There is a path out of the impasse. It begins with the rediscovery of the common interests between Turkey and the United States. During the Cold War, Americans understood Turkey to be an invaluable counterweight to the Soviet Union—and, after 1979, to revolutionary Iran. The global situation today calls for updating that understanding but, here again, the neo-Ottoman doctrine is clouding the judgement of Washington.

Consider President Trump’s recent withdrawal of troops from Northeast Syria. At the time, proponents of the neo-Ottoman doctrine decried the decision, alleging that, because Ankara was in cahoots with Moscow and Tehran, Trump was delivering Syria to Russia and Iran on a platter. We can now see clearly that this prediction was wrong. In Idlib last March, the Turkish military singlehandedly halted a Russian-Iranian offensive. Shortly thereafter, Turkish-led forces in Libya delivered another black eye to Russia, and in the last month, Erdogan delivered a third blow to Russia—in the war over Karabakh.

That conflict pits Azerbaijan, backed by Turkey, against Armenia, supported by Russia and Iran. In the South Caucasus there are three major powers: Turkey, Russia, and Iran. Baku can defy Russia and Iran only thanks to the support of the Turks, whose assistance to the Azerbaijani military has given it drone warfare capabilities that allow it to overwhelm key Russian defense systems on the battlefield, the same capabilities that Turkey has used to good effect in Syria and Libya. The benefits to the West are considerable. Azerbaijan hosts the only overland route not controlled by Russia by which Central Asian energy reaches Europe. The Turkish-Azerbaijani alliance prevents Putin from putting his thumb on the windpipe of Europe.
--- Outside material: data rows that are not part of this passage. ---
PR #10808, opened 2026-04-02
chore: add schema version specific validations

srikanthccv:
## Pull Request

follow up to https://github.com/SigNoz/signoz/pull/9872
Fixes https://github.com/SigNoz/engineering-pod/issues/4378
Fixes https://github.com/SigNoz/engineering-pod/issues/4299
Fixes https://github.com/SigNoz/engineering-pod/issues/4215

PR #11217, opened 2026-05-07
fix(rules): handle legacy LOG_BASED_ALERT value when patching a rule

krsoninikhil:
## Pull Request

---

### 📄 Summary
Fix the error encountered in disabling the alert which might have alert type value already stored that doesn't fit the currently used enum. See Bug Context heading below for more details.

#### Issues closed by this PR
https://github.com/SigNoz/engineering-pod/issues/4814

---

### ✅ Change Type
_Select all that apply_

- [ ] ✨ Feature
- [x] 🐛 Bug fix
- [ ] ♻️ Refactor
- [ ] 🛠️ Infra / Tooling
- [ ] 🧪 Test-only

---

#### Root Cause
PR #10808 added `storedRule.Validate()` in `PatchRule`. The stored rule for some customers has `alertType: "LOG_BASED_ALERT"` (no 'S') — a value found in some customer tenants. `Validate()` rejects it, so any PATCH (including toggling `disabled`) fails.

#### Fix Strategy
After unmarshalling the stored rule from the DB, call `NormalizeAlertType()` which rewrites `LOG_BASED_ALERT → LOGS_BASED_ALERT`. This happens before the patch is merged, so if the caller explicitly sends the wrong value it still gets validated and rejected. The normalization is a one-liner on `PostableRule` in `api_params.go` with no impact on any other code path.

---

### 🧪 Testing Strategy

- Tests added/updated: no
- Manual verification: reproduced the error by patching a rule with the legacy alertType in the DB; confirmed the patch now succeeds and the corrected value is persisted

---

- Blast radius: only `PatchRule` (the PATCH `/api/v1|v2/rules/{id}` endpoint); `CreateRule` and `EditRule` are untouched
- Potential regressions: none
- Rollback plan: no schema or DB side effects

---

### 📝 Changelog

| Field | Value |
|------|-------|
| Change Type | Bug Fix |
| Description | Disabling or enabling an alert rule no longer fails for rules that have a legacy `LOG_BASED_ALERT` alert type stored in the database |

---

### 📋 Checklist
- [x] Manually tested

---

## 👀 Notes for Reviewers

`NormalizeAlertType` is intentionally placed **before** `json.Unmarshal(ruleStr, &storedRule)` so the patch JSON wins: if someone explicitly sends a bad `alertType` in the patch body, it overrides the normalization and `Validate()` rejects it as expected.

### DIFF
--- a/pkg/query-service/rules/manager.go
+++ b/pkg/query-service/rules/manager.go
@@ -952,6 +952,7 @@ func (m *Manager) PatchRule(ctx context.Context, ruleStr string, id valuer.UUID)
 		m.logger.ErrorContext(ctx, "failed to unmarshal rule from db", slog.String("rule.id", id.StringValue()), errors.Attr(err))
 		return nil, err
 	}
+	storedRule.NormalizeAlertType()
 
 	if err := json.Unmarshal([]byte(ruleStr), &storedRule); err != nil {
 		m.logger.ErrorContext(ctx, "failed to unmarshal patched rule with given id", slog.String("rule.id", id.StringValue()), errors.Attr(err))
--- a/pkg/types/ruletypes/api_params.go
+++ b/pkg/types/ruletypes/api_params.go
@@ -36,6 +36,15 @@ func (AlertType) Enum() []any {
 	}
 }
 
+// NormalizeAlertType corrects known legacy alert type values that were stored
+// before strict validation was introduced. The corrected value is persisted on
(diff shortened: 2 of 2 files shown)


nityanandagohain (commented):
We should fix it at the source instead of handling it here. So that `LOG_BASED_ALERT` is not even generated, or if generated they are migrated to the new `LOGS_BASED_ALERT`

Meanwhile, the war confounded leaders in Tehran. The Azerbaijani people, who are ethnically Turkish, live not just in their own country but also across the border in Iran, where they constitute the largest ethnic group after the Persians. When reports spread among them that Tehran was delivering military aid to Armenia, they took to the streets of the Azerbaijani cities of Iran in protest.

The discomfort this causes the Iranian leadership is not lost on Israeli Prime Minister Benjamin Netanyahu. In recent years he has quietly worked in parallel with Erdogan to strengthen Azerbaijan’s military, whose drone warfare capabilities integrate both Turkish and Israeli systems. This point rewards recapitulation. Erdogan, the purported architect of a Sunni Islamist foreign policy, is working in parallel with the leader of the Jewish state to strengthen Shiite Azerbaijan to knock the Shiite Islamic Republic off balance. This is classic Realpolitik, not Islamism.      

In sum, Turkey is fulfilling its geostrategic destiny by counterbalancing Russia and Iran. Even as it does so, however, proponents of the neo-Ottoman doctrine are lobbying Congress to impose crippling sanctions on Ankara. By misconstruing basic geopolitical realities, the doctrine risks taking America into an untenable position in the Middle East.  An America that has no appetite to deploy large numbers of troops in the Middle East simply cannot contain Russia, Iran, and Turkey simultaneously. 

Such an effort will create the very thing it claims to abhor—namely, a Russian, Iranian and Turkish entente, quietly supported by China. That entente would simply speed the departure of the United States from the Middle East. In order to avoid such a prospect, the incoming administration should make the opening of a strategic dialogue with Ankara one of its top priorities.


Michael Doran is a Senior Fellow at the Hudson Institute.